### Saved data entries
=-=-=-=-=

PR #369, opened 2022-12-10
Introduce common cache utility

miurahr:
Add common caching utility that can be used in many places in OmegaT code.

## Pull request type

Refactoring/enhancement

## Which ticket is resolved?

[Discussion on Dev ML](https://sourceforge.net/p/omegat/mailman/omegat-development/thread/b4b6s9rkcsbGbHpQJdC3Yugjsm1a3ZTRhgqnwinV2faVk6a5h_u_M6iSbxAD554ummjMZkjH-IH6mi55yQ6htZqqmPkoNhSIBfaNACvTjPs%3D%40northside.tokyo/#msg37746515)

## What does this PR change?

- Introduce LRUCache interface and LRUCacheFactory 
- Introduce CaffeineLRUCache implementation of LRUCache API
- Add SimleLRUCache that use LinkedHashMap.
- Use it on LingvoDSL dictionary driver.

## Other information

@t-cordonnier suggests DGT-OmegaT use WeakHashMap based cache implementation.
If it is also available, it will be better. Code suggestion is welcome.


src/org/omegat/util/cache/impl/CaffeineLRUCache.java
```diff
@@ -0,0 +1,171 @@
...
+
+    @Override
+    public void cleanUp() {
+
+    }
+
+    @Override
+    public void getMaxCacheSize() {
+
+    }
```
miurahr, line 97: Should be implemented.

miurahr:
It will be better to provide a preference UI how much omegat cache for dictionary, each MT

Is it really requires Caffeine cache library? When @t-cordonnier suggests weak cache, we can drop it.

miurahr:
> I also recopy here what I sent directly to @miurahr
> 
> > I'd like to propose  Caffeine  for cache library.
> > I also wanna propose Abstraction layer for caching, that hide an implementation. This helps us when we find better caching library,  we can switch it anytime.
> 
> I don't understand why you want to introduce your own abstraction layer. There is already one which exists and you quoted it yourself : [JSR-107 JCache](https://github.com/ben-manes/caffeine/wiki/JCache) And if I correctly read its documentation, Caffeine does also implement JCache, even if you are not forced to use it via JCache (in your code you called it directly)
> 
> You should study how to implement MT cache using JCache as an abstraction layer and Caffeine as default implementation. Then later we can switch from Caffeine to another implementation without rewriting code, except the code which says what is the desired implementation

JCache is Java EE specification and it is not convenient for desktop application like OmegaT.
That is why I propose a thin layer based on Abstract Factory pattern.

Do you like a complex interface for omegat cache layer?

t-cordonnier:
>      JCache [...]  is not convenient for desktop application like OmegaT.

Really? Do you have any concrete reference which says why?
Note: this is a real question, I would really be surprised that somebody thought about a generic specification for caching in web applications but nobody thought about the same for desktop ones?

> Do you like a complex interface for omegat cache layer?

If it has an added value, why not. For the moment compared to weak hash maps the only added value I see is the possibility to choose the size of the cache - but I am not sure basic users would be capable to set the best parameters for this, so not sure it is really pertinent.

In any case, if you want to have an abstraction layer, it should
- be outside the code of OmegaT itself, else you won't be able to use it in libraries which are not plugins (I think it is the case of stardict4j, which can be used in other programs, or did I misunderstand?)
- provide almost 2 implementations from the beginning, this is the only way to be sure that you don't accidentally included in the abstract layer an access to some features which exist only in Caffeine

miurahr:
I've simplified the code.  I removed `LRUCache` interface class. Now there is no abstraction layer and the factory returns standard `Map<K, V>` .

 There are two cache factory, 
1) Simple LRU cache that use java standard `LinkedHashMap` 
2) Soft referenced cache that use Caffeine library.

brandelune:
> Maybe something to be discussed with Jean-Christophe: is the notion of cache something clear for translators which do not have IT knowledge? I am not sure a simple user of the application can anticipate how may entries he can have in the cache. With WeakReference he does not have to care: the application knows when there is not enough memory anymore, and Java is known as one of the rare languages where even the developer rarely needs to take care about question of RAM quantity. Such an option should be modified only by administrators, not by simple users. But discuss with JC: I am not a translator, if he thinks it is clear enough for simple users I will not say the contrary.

=-=-=-=-=

### Directions
Retype all the data, keeping every character the same.

### Solution
PR #369, opened 2022-12-10
Introduce common cache utility

miurahr:
Add common caching utility that can be used in many places in OmegaT code.

## Pull request type

Refactoring/enhancement

## Which ticket is resolved?

[Discussion on Dev ML](https://sourceforge.net/p/omegat/mailman/omegat-development/thread/b4b6s9rkcsbGbHpQJdC3Yugjsm1a3ZTRhgqnwinV2faVk6a5h_u_M6iSbxAD554ummjMZkjH-IH6mi55yQ6htZqqmPkoNhSIBfaNACvTjPs%3D%40northside.tokyo/#msg37746515)

## What does this PR change?

- Introduce LRUCache interface and LRUCacheFactory 
- Introduce CaffeineLRUCache implementation of LRUCache API
- Add SimleLRUCache that use LinkedHashMap.
- Use it on LingvoDSL dictionary driver.

## Other information

@t-cordonnier suggests DGT-OmegaT use WeakHashMap based cache implementation.
If it is also available, it will be better. Code suggestion is welcome.


src/org/omegat/util/cache/impl/CaffeineLRUCache.java
```diff
@@ -0,0 +1,171 @@
...
+
+    @Override
+    public void cleanUp() {
+
+    }
+
+    @Override
+    public void getMaxCacheSize() {
+
+    }
```
miurahr, line 97: Should be implemented.

miurahr:
It will be better to provide a preference UI how much omegat cache for dictionary, each MT

Is it really requires Caffeine cache library? When @t-cordonnier suggests weak cache, we can drop it.

miurahr:
> I also recopy here what I sent directly to @miurahr
> 
> > I'd like to propose  Caffeine  for cache library.
> > I also wanna propose Abstraction layer for caching, that hide an implementation. This helps us when we find better caching library,  we can switch it anytime.
> 
> I don't understand why you want to introduce your own abstraction layer. There is already one which exists and you quoted it yourself : [JSR-107 JCache](https://github.com/ben-manes/caffeine/wiki/JCache) And if I correctly read its documentation, Caffeine does also implement JCache, even if you are not forced to use it via JCache (in your code you called it directly)
> 
> You should study how to implement MT cache using JCache as an abstraction layer and Caffeine as default implementation. Then later we can switch from Caffeine to another implementation without rewriting code, except the code which says what is the desired implementation

JCache is Java EE specification and it is not convenient for desktop application like OmegaT.
That is why I propose a thin layer based on Abstract Factory pattern.

Do you like a complex interface for omegat cache layer?

t-cordonnier:
>      JCache [...]  is not convenient for desktop application like OmegaT.

Really? Do you have any concrete reference which says why?
Note: this is a real question, I would really be surprised that somebody thought about a generic specification for caching in web applications but nobody thought about the same for desktop ones?

> Do you like a complex interface for omegat cache layer?

If it has an added value, why not. For the moment compared to weak hash maps the only added value I see is the possibility to choose the size of the cache - but I am not sure basic users would be capable to set the best parameters for this, so not sure it is really pertinent.

In any case, if you want to have an abstraction layer, it should
- be outside the code of OmegaT itself, else you won't be able to use it in libraries which are not plugins (I think it is the case of stardict4j, which can be used in other programs, or did I misunderstand?)
- provide almost 2 implementations from the beginning, this is the only way to be sure that you don't accidentally included in the abstract layer an access to some features which exist only in Caffeine

miurahr:
I've simplified the code.  I removed `LRUCache` interface class. Now there is no abstraction layer and the factory returns standard `Map<K, V>` .

 There are two cache factory, 
1) Simple LRU cache that use java standard `LinkedHashMap` 
2) Soft referenced cache that use Caffeine library.

brandelune:
> Maybe something to be discussed with Jean-Christophe: is the notion of cache something clear for translators which do not have IT knowledge? I am not sure a simple user of the application can anticipate how may entries he can have in the cache. With WeakReference he does not have to care: the application knows when there is not enough memory anymore, and Java is known as one of the rare languages where even the developer rarely needs to take care about question of RAM quantity. Such an option should be modified only by administrators, not by simple users. But discuss with JC: I am not a translator, if he thinks it is clear enough for simple users I will not say the contrary.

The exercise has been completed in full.